With only a few games left in her career, I asked Nikki about what she has learned as a student-athlete at Clemson University. She thought about it for a second, and then gave the longest answer she had given throughout our entire interview.

“I learned to be patient in my growth [as a basketball player] and I understand now that it’s a process,” she said. “I’m not going to see results fast but I’m going to work for the results I want.”

She also emphasizes how much she has learned about being a member of a team.

“I’ve learned the true definition of team and now really understand what it means to be a team player.”

She attributes all that she has learned not only to athletics but also to the university as a whole.

“Clemson has taught me a lot the last four years, and I wouldn’t trade if for anything.

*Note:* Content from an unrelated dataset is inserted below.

PR #354, opened 2016-07-26
Prevent integer overflow during segment touch ratio calculation

mcquay239:
I use boost/geometry clipping operations after snap rounding (to prevent robustness issues). So I have no intersecting segments in my areals, segments are intersecting with their endpoints. Integers are large (they can be about 2**30), but I use 64-bit integer coordinate type. So sides (side_info) are calculating perfectly, but when segment ratio calculation leads to integer overflow.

I bleed orange and purple.”

Nikki has worked extremely hard on the basketball court, in the film room and in the weight room for years, but she also put in significant work in the classroom. Nikki is set to graduate in May with a degree in psychology, and as a former classmate, teammate and friend, I couldn’t be more proud.

“Oh my gosh,” she exclaimed, “It will mean everything.”

As for what is next for the high-scoring senior, Nikki wants to stay connected with the game she loves as long as possible. Whether it’s playing overseas, in the WNBA or pursuing a coaching career, Nikki hopes her future involves the game of basketball because according to her, “It’s right where I need to be.”